Question

1L of $C{O_2}$ is passed red hot coke. The volume becomes $1.4L$ . The composition of the product(s) is:
(A) $0.6LCO$
(B) $0.8LC{O_2}$
(C) $0.6LC{O_2}$ and $0.8LCO$
(D) $0.8LC{O_2}$ and $0.6LCO$

Answer 1

Hint: When gas $C{O_2}$ passes through red hot coke, the reduction occurs and $C{O_2}$ $C{O_2} + C = 2CO$ gets reduce to $CO$ .However the total volume of the gases increases. Since it is already $CO$ in the lowest oxidation form, It does not react with charcoal.

Complete step by step answer:
When air is passed over red-hot coke, carbon monoxide gas is formed.
Here, $C{O_2}$ gets reduced $CO$ when treated with red hot coke, this is an exothermic reaction.
Chemical equation representing the reaction is: - $C{O_2} + C = 2CO$ .
From the above equation, we can say that $1mole$ of $C{O_2}$ produces $2mole$ of $CO$ when treated with hot coke. Gas or product that is produced When a mixture of air and steam is passed over red-hot coke is called Producer gas.

Given:
Initial volume $ = 1L$
And Final volume $ = 1.4L$
Now, let us say in $1L$ initial volume, $xL$ is $CO$ and $(1 - x)L$ is $C{O_2}$ . But after reaction $(1 - x)$ of $C{O_2}$ will be totally consumed and will give $2xCO$ .
Therefore,
Final volume becomes, $(1 - x) + 2x = 1.4$
Let us find $x$ ,
 $(1 - x) + 2x = 1.4$
 $1 + x = 1.4$
 $x = 0.4L$
As,
\[CO = 2x\]
$CO = 2 \times 0.4$
\[CO = 0.8L\]
Volume of $C{O_2} = 1.4 - 0.8 = 0.6L$
Finally, the composition of the product(s) is: $CO = 0.8L$ and $C{O_2} = 0.6L$

Hence option (C) $0.6LC{O_2}$ and $0.8LCO$ is correct.

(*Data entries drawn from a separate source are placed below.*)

PR #40, opened 2020-07-28
Data Conversion

### LINKED ISSUE #16: Data Conversion for Better Displaying
There are a couple things we would like to take care when displaying the data, for example:

1. read byte from the database, and then convert them to protobufs for displaying
2. read timestamp in long type, and convert them to human-readable timestamp type in PST 
3. read integer, and convert them to protobuf enums, and display human-readable enum values

wdcroslen:
Files Changes:
  database-tables.js      :     Lines 32 -47 ,  85- 145,
  table-style.css         : Line  15

- convert "proto"  (Json) to better viewable data
- read long timestamp, and convert to human-readable timestamp in PST
- read integer, and display human-readable enum values
Genre_EnumChanges
Millis ProtoChanges

### DIFF
--- a/src/main/webapp/database-tables.js
+++ b/src/main/webapp/database-tables.js
@@ -82,34 +82,34 @@ function login() {
 //TODO: Pass another paramater to combine data conversion functions 
 function dataConversionMillis(column,tableData){
     tableData.columnSchemas[column].schemaType = "TIMESTAMP";
-    for (var i =0; i<tableData.dataTable.length; i++) {
-      var time = parseInt(tableData.dataTable[i][column]);
+    for (var index=0; index<tableData.dataTable.length; index++) {
+      var time = parseInt(tableData.dataTable[index][column]);
       var date = new Date(time); 
       date.setHours(date.getHours() - 2); //Convert from default Central Time to PST
-      tableData.dataTable[i][column] = date.toISOString();
+      tableData.dataTable[index][column] = date.toISOString();
     } 
     return tableData;
 }
 
 function dataConversionGenreEnum(column,tableData){
     tableData.columnSchemas[column].schemaType = "STRING";
-    for (var i =0; i<tableData.dataTable.length; i++) {
-      var number = parseInt(tableData.dataTable[i][column]);
+    for (var index=0; index<tableData.dataTable.length; index++) {
+      var number = parseInt(tableData.dataTable[index][column]);
       switch(number) {
         case 1:
-            tableData.dataTable[i][column] = "Rock";
+            tableData.dataTable[index][column] = "Rock";
             break;
         case 2:
-            tableData.dataTable[i][column] = "Jazz";
+            tableData.dataTable[index][column] = "Jazz";
             break;
         case 3:
-            tableData.dataTable[i][column] = "Classical";
+            tableData.dataTable[index][column] = "Classical";
             break;
         case 4:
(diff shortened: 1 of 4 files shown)


gagomez (commented):
Looks like this includes all the changes in the large commit? Can you share what has changed?

src/main/webapp/database-tables.js
```diff
@@ -22,33 +28,34 @@ function showDatabase() {
...
-        }
 
         const colSchemas = tableData.columnSchemas;
+        var finalDataTable = tableData;
+    
+        for (var i =0; i<colSchemas.length; i++) {
+            if (colSchemas[i].columnName.endsWith('Millis')){
+                var finalDataTable = dataConversionMillis(i,finalDataTable);
+            } else if (colSchemas[i].columnName == "Genre") {
+                var finalDataTable = dataConversionEnum(i,finalDataTable);
```
jiaxinz-g: Rename dataConversionEnum to dataConversionGenreEnum. 

Enum conversion without know what the enum is hard to generalize, we will probably need a map from the column name to the enums. For now, I think this looks great! Just try to specify that this works for Genre and will need to extend to other enums.

jiaxinz-g (approved):

src/main/webapp/database-tables.js
wdcroslen: Thank you, this has been changed!

src/main/webapp/database-tables.js
```diff
@@ -33,15 +33,26 @@ function showDatabase() {
         const isEmpty = tableData.isEmpty;
 
         const colSchemas = tableData.columnSchemas;
+        var finalDataTable = tableData;
+    
+        for (var i =0; i<colSchemas.length; i++) {
```
sasymer, line 38: nit: could rename i to index

src/main/webapp/database-tables.js
```diff
@@ -68,6 +79,67 @@ function login() {
   });
 }
 
+//TODO: Pass another paramater to combine data conversion functions 
+function dataConversionMillis(column,tableData){
+    tableData.columnSchemas[column].schemaType = "TIMESTAMP";
+    for (var i =0; i<tableData.dataTable.length; i++) {
```
sasymer: Same comment (maybe index instead of i but not a big deal)

src/main/webapp/database-tables.js
```diff
@@ -68,6 +79,67 @@ function login() {
...
+function dataConversionProto(column,tableData) {
+    //TODO: work on clicking the { to open and close
+    for (var i = 0; i<tableData.dataTable.length; i++) {
+      var json = tableData.dataTable[i][column];
+      var newString = "";
+      var tab = Boolean(false);
+
+      for (var j = 0; j<json.length; j++) {
+          if (json[j] == ',' ) {
+              newString += (Boolean(tab) ? (json[j] + "\n"+"\t") : (json[j] + "\n"));
```
sasymer: Could you make the "\n" + "\t" into "\n\t"?

sasymer (approved):
Looks good!

src/main/webapp/database-tables.js
wdcroslen: Done!

src/main/webapp/database-tables.js
wdcroslen: Its more clear so I changed it!

PR #44, opened 2020-07-30
Id requirements

sasymer:
- Fix userid/deviceid requirements, depending on various cases of table columns
- Add check to backend, making sure the request has a non-empty and non-null userID or deviceID
- Add error message to screen if fetched data is empty (ie userID and deviceID are invalid)
Screenshot 2020-07-30 at 12 12 47 PM


src/main/java/com/google/sps/servlets/DataFromDatabaseServlet.java
```diff
@@ -42,7 +42,11 @@
 
   @Override
   public void doGet(HttpServletRequest request, HttpServletResponse response) throws IOException {
-    //TODO: check to make sure there is userid or deviceid in request
+    if (request.getParameter("user_id") == null || request.getParameter("user_id") == "") {
```
jiaxinz-g: Consider extracting this into a helper method, isParameterEmpty(String parameterName), and inside it, you can check if the parameter is null or empty string. 

And here we can simply have  if(isParameterEmpty(user_id) && isParameterEmpty("device_id")).

jiaxinz-g (approved):

src/main/java/com/google/sps/servlets/DataFromDatabaseServlet.java

wdcroslen (approved):
Good changes, this PR addresses some of the demo issues so its great!

src/main/java/com/google/sps/servlets/DataFromDatabaseServlet.java
```diff
@@ -42,7 +42,11 @@
 
   @Override
   public void doGet(HttpServletRequest request, HttpServletResponse response) throws IOException {
-    //TODO: check to make sure there is userid or deviceid in request
+    String userID = request.getParameter("user_id");
```
gagomez: Weren't we changing these to UserId and DeviceId to avoid the custom logic on the server?

gagomez (approved):

src/main/java/com/google/sps/servlets/DataFromDatabaseServlet.java
sasymer: Yes, done now

PR #45, opened 2020-07-30
Update pages, get rid of unused files

sasymer:
- Get rid of example files
- Make splash page into index.html


jiaxinz-g (approved):

wdcroslen (approved):

src/main/webapp/index.html
```diff
@@ -2,33 +2,31 @@
 <html>
   <head>
     <meta charset="UTF-8">
-    <title>Play User Data Beetle</title>
-    <script src="script.js"></script>
-    <link rel="stylesheet" href="style.css">
+    <title>Splash Page</title>
```
gagomez: This should remain Play User Data Beetle right?

gagomez (approved):

src/main/webapp/index.html
sasymer: done

PR #3446, opened 2026-06-24
Let capabilities supply response interceptors

### LINKED ISSUE #2935: Response interceptor not getting picked from Capability
Hi,

We recently upgraded our Feign client from version 12.5 to 13.5 and have encountered an issue post-upgrade. Specifically, the method `public ResponseInterceptor enrich(ResponseInterceptor responseInterceptor)` within our custom capability is no longer being executed and hence the response interceptor is not getting used at all. This method was functioning as expected prior to the upgrade.

I suspect this has something to do with the changes introduced as part of supporting multiple ResponseInterceptors (https://github.com/OpenFeign/feign/pull/1829), but not sure. Please provide some insights or guidance on resolving this issue.

Attaching the code for reference:
```
@Slf4j
public class MyInterceptor implements ResponseInterceptor, Retryer {

    @Override
    public Object intercept(InvocationContext invocationContext, Chain chain) throws Exception {
        try (Response ignored = invocationContext.response()) {
            log.info("Inside intercept method of MyInterceptor");
            return chain.next(invocationContext);
        }
    }

    @Override
    public void continueOrPropagate(RetryableException e) {
        log.info("Inside continueOrPropagate method of MyInterceptor");
        throw e;
    }

    @Override
    public Retryer clone() {
        return this;
    }
}
```
```
public class MyCapability implements Capability {

    private final MyInterceptor myInterceptor;

    public MyCapability() {
        this.myInterceptor = new MyInterceptor();
    }

    public ResponseInterceptor enrich(ResponseInterceptor responseInterceptor) {
        return myInterceptor;
    }

    public Retryer enrich(Retryer retryer) {
        return myInterceptor;
    }
}
```
```
public class MyConfig {

    @Bean
    public MyCapability myCapability() {
        return new MyCapability();
    }
}
```
```
@FeignClient(name = "myClient", url = "${myUrl}", configuration = {MyConfig.class})
public interface PartyDetailsClient {

    @PostMapping
    MyResponse getPartyDetails(@RequestBody MyRequest myRequest);
}

```

hutiefang76:
## Summary

`Capability.enrich(ResponseInterceptor)` was only called for configured response interceptors. If a capability wanted to supply the response interceptor itself, there was no component for it to enrich, so the interceptor was never installed.

This keeps the existing per-interceptor enrichment path, and adds a default pass-through response interceptor only for the empty-list case. If a capability replaces that default interceptor, the replacement is installed before the response interceptor list is enriched as a whole.

## Tests

- `./mvnw -pl core -Dtoolchain.skip=true -Dtest=feign.BaseBuilderTest#capabilityCanProvideResponseInterceptorWhenNoneConfigured test`
- `./mvnw -pl core -Dtoolchain.skip=true -Dtest=feign.BaseBuilderTest test`
- `./mvnw -pl core -Dtoolchain.skip=true test`
- `git diff --check`

Fixes #2935

### DIFF
--- a/core/src/main/java/feign/BaseBuilder.java
+++ b/core/src/main/java/feign/BaseBuilder.java
@@ -316,10 +316,21 @@ public abstract class BaseBuilder<B extends BaseBuilder<B, T>, T> implements Clo
       // enrich each response interceptor, then enrich the list as a whole
       ResponseInterceptor[] responseArray =
           clone.responseInterceptors.toArray(new ResponseInterceptor[0]);
-      for (int i = 0; i < responseArray.length; i++) {
-        responseArray[i] =
+      if (responseArray.length == 0) {
+        ResponseInterceptor defaultResponseInterceptor = (context, chain) -> chain.next(context);
+        ResponseInterceptor enrichedResponseInterceptor =
             (ResponseInterceptor)
-                Capability.enrich(responseArray[i], ResponseInterceptor.class, capabilities);
+                Capability.enrich(
+                    defaultResponseInterceptor, ResponseInterceptor.class, capabilities);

Note: When $C{O_2}$ (g) is treated with hot coke it partially gets reduced to $CO$ (g). Coke may be a grey, hard, and porous fuel with high carbon content and few impurities, made by heating coal or oil within the absence of air—a fractionation process. It is a crucial industrial product, used mainly in ore smelting, but also as a fuel in stoves and forges when pollution may be a concern. A mixture of carbon monoxide and hydrogen, made by passing steam over red-hot coke is called water coke.